Em síntese: A Comunhão Eucarística foi ministrada nas mãos dos comungantes até o século IX. Verifica-se, porém, abusos e irreverências, que levaram a Igreja a preferir dar a Eucaristia na boca dos fiéis. Em nossos dias a praxe antiga foi restaurada sob certas condições, que visam a garantir o respeito ao Ssmo. Sacramento. Uma Declaração recente da Santa Sé enfatiza o direito, dos fiéis, de receber a Comunhão na boca desde que o desejem.
Foi proposta à Congregação para a Culto Divino a seguinte pergunta: “Nas dioceses em que é permitido distribuir a Comunhão nas mãos dos fiéis, pode o sacerdote ou o ministro extraordinário da S. Eucaristia obrigar os comungantes a receber a Comunhão nas mãos e não sobre a língua?”
Eis a resposta publicada no boletim Notitiae (março-abril de 1999), órgão oficial da Congregação para o Culto Divino: “Dos documentos da Santa Sé depreende-se claramente que nas dioceses em que o pão eucarístico é depositado nas mãos dos fiéis, a estes fica absolutamente garantido o direito de receber sobre a língua. Aqueles que obrigam os comungantes a receber a santa Comunhão unicamente nas mãos como também aqueles que recusam aos fiéis a Comunhão nas mãos nas dioceses que utilizam tal indulto, procedem contrariamente às normas estabelecidas.
Segundo as normas referentes à distribuição da Santa Comunhão, estejam os ministros ordinários e extraordinários particularmente atentos a que os fiéis consumam imediatamente a partícula consagrada, de modo que ninguém se afaste com as espécies eucarísticas nas mãos.
Em todo caso, é para desejar que todos tenham presente que a tradição secular consiste em receber a Comunhão sobre a língua. O sacerdote celebrante, caso exista perigo de sacrilégio, não dê a Comunhão nas mãos dos fiéis e exponha-lhes as razões por que assim precede”.

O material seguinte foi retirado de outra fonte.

PR #5530, opened 2025-04-01
[FEATURE] [MER-4097] Student outline view search and expand features

nicocirio:
[Link](https://eliterate.atlassian.net/browse/MER-4097) to the ticket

(Notitiae nº 392.393/1999)
Este texto nos dá a ocasião de percorrer as grandes linhas da história da Comunhão na mão.
1. A Praxe mais antiga
Nos primeiros séculos, a Comunhão era colocada sobre a palma da mão dos fiéis para que a consumissem. Excetuavam-se apenas os casos de enfermidades, em que era freqüentemente depositada sobre a língua do comungante.

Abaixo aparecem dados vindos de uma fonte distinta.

PR #5531, opened 2025-04-01
[FEATURE] [MER-3452] Bottom bar improvement lesson pages

simonchoxx:
[MER-3452](https://eliterate.atlassian.net/browse/MER-3452)

This PR introduces changes and improvements to the navigation bar displayed at the bottom of the `Lesson Pages`.

It improves the way the navigation bar is displayed, leaving it hidden by default and showing it when the user hovers on it. 
Also, when the user navigates to the bottom of the page, the bar will be fixed at the bottom. 

On the other hand, icons are added next to the title of the previous page and the next page, indicating what type of page they are and if they are completed or not. 

For the icons, the same logic used in the `Learn View` is maintained, i.e.: 

- Scored pages completed ---> Square check icon
- Scored pages not completed ---> Orange flag icon
- Practice pages completed ---> Check icon
- Practice pages not completed ---> No icon

Additionally the text of the previous and next pages is truncated, adding ellipses if the text is too long. In this case a tooltip is also added over the title to show it completely. 

https://github.com/user-attachments/assets/9bed1615-c3b2-4fd1-b4c5-6e7be92f8632

[MER-3452]: https://eliterate.atlassian.net/browse/MER-3452?atlOrigin=eyJpIjoiNWRkNTljNzYxNjVmNDY3MDlhMDU5Y2ZhYzA5YTRkZjUiLCJwIjoiZ2l0aHViLWNvbS1KU1cifQ

### DIFF
--- a/lib/oli/delivery/metrics.ex
+++ b/lib/oli/delivery/metrics.ex
@@ -214,6 +214,26 @@ defmodule Oli.Delivery.Metrics do
   end
 
   @doc """
+  Calculate the progress for a given student for a list of pages.
+  """
+
+  def progress_for_pages(section_id, user_id, page_ids) do
+    from(ra in ResourceAccess,
+      where:
+        ra.resource_id in ^page_ids and
+          ra.section_id == ^section_id and
+          ra.user_id == ^user_id,
+      group_by: ra.resource_id,
+      select: {
+        ra.resource_id,
+        fragment("COALESCE(SUM(?), 0)", ra.progress)
+      }
+    )
+    |> Repo.all()
+    |> Enum.into(%{})
+  end
+
+  @doc """
   Calculate the percentage of students that have completed a container or page
   """
   def completion_for(section_id, container_id) do
--- a/lib/oli_web/components/delivery/layouts.ex
+++ b/lib/oli_web/components/delivery/layouts.ex
@@ -850,6 +850,7 @@ defmodule OliWeb.Components.Delivery.Layouts do
   attr(:previous_page, :map)
   attr(:next_page, :map)
   attr(:section_slug, :string)
+  attr(:pages_progress, :map)
   attr(:request_path, :string)
   attr(:selected_view, :string, doc: "The selected view for the Learn page (gallery or outline)")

O Mais antigo testemunho que se tem a tal respeito, é uma inscrição encontrada na Ásia Menor, dita “de Pectório” e datada do século II. Eis os seus dizeres simbolistas: “Ó estirpe divina do Peixe Celeste… recebe o alimento doce como o mel do Salvador dos santos; come segundo a tua fome; traze o Peixe nas mãos”.
Nesta passagem, o “Peixe” designa simbolicamente o Senhor Jesus. Sabe-se que o Peixe (em grego, ICHTHYS) é antiquíssimo símbolo de Cristo, pois as cinco letras gregas que compõem este nome são as iniciais de uma profissão de fé em Cristo:
J(esous) = Jesus
CH(ristós) = Cristo
TH(eou) = de Deus
Y(iós) = Filho
S(otér) = Salvador
No séc. III, o escritor cristão Tertuliano, no norte da África, repreendia irmãos que tinham sacrificado aos deuses, dizendo que tais cristãos se atreviam a “estender ao corpo do Senhor as mesmas mãos que haviam levado corpos (carnes imoladas) aos demônios… Ó mãos dignas de ser amputadas!” (De idol.7).

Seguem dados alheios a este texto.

PR #5539, opened 2025-04-10
[BUG FIX] [MER-4483] Improve Certificates signatures font stack

manelli:
Add cursive paragraph style with cross-platform font stack because in certain operating systems/browsers where the font was not available signatures were rendered in Comic Sans.

See: https://eliterate.atlassian.net/browse/MER-4483

### DIFF
--- a/lib/oli/delivery/certificates/certificate_renderer.ex
+++ b/lib/oli/delivery/certificates/certificate_renderer.ex
@@ -44,6 +44,7 @@ defmodule Oli.Delivery.Certificates.CertificateRenderer do
     .signature {
       margin: 0;
       font-family: 'Alex Brush', 'Segoe Script', 'Brush Script MT', 'Lucida Handwriting', cursive;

Um dos mais belos depoimentos sobre o rito de Comunhão na antigüidade é o de São Cirilo de Jerusalém (+ 381), do que vai transcrita aqui uma passagem dirigida a cristãos adultos, que se preparavam para participar pela primeira vez do mistérios eucarístico: “Quando te aproximares, não caminhes com as mãos estendidas ou os dedos separados, mas faze com a esquerda um trono para a direita, que está para receber o Rei; e logo, com a palma da mão, forma um recipiente; recolhe o corpo do Senhor, e dize: “Amém”. A seguir, santifica com todo o cuidado teus olhos pelo contato do Corpo Sagrado, e toma-o. Contudo cuida de que nada caia por terra, pois, o que caísse, tu o perderias como se fossem teus próprios membros. Responde-me: se alguém te houvesse dado ouro em pó, não o guardarias com todo o esmero e não tomarias cuidado para que não te caísse das mãos e para que nada se perdesse? Sendo assim, não deves com muito esmero cuidar de que não caia nem uma migalha daquilo que é mais preciso do que o ouro e as pedras preciosas?” (Catequese Mistagógica V 21 s).
Esta instrução do santo Bispo de Jerusalém dá-nos a saber que no século IV os fiéis não somente recebiam a S. Eucaristia na palma da mão, mas também a partícula sagrada sobre os olhos a fim de se santificar.
Outros depoimentos mais ou menos contemporâneos ao de S. Cirilo confirmam o uso de se entregar a Comunhão na palma da mão direita do comungante, ficando a esquerda por baixo desta. Em vista disso, havia uma bacia no adro das grandes basílicas para que os fiéis lavassem as mãos ao entrar no recinto litúrgico.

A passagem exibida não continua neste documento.